Через несколько минут Констанс и Цезарь мирно похрапывали.

Беглый взгляд, брошенный на прошлое этой супружеской четы, подтвердит впечатление, которое сложилось у читателей от дружеского препирательства между героями описанной сцены. Рисуя купеческие нравы, наш очерк объяснит еще, в силу какого необычайного стечения обстоятельств Цезарь Бирото стал владельцем парфюмерной лавки и офицером национальной гвардии, а затем сделался помощником мэра и кавалером ордена Почетного легиона.
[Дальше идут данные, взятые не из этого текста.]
PR #384, opened 2026-06-16
feat(mcp): align x402 transport with v2 in-band MCP spec

r-marques:
## Summary

Ports [`nevermined-io/payments-py#203`](https://github.com/nevermined-io/payments-py/issues/203) (design) / [`#228`](https://github.com/nevermined-io/payments-py/pull/228) (Python implementation) to this TS SDK: aligns the MCP transport with the [x402 v2 MCP transport spec](https://github.com/coinbase/x402/blob/main/specs/transports-v2/mcp.md), replacing HTTP-status / header payment semantics with **in-band JSON-RPC signaling**.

Всесторонне рассмотрев его характер и причины его возвышения, нетрудно будет понять, что в торговом мире потрясения, которые преодолевают люди сильные, для людей слабых и недалеких оказываются непоправимыми катастрофами. Сами события ничего еще не решают. Их последствия зависят исключительно от людей; несчастье - ступень к возвышению гения, очистительная купель - для христианина, клад - для ловкого человека, бездна - для слабого.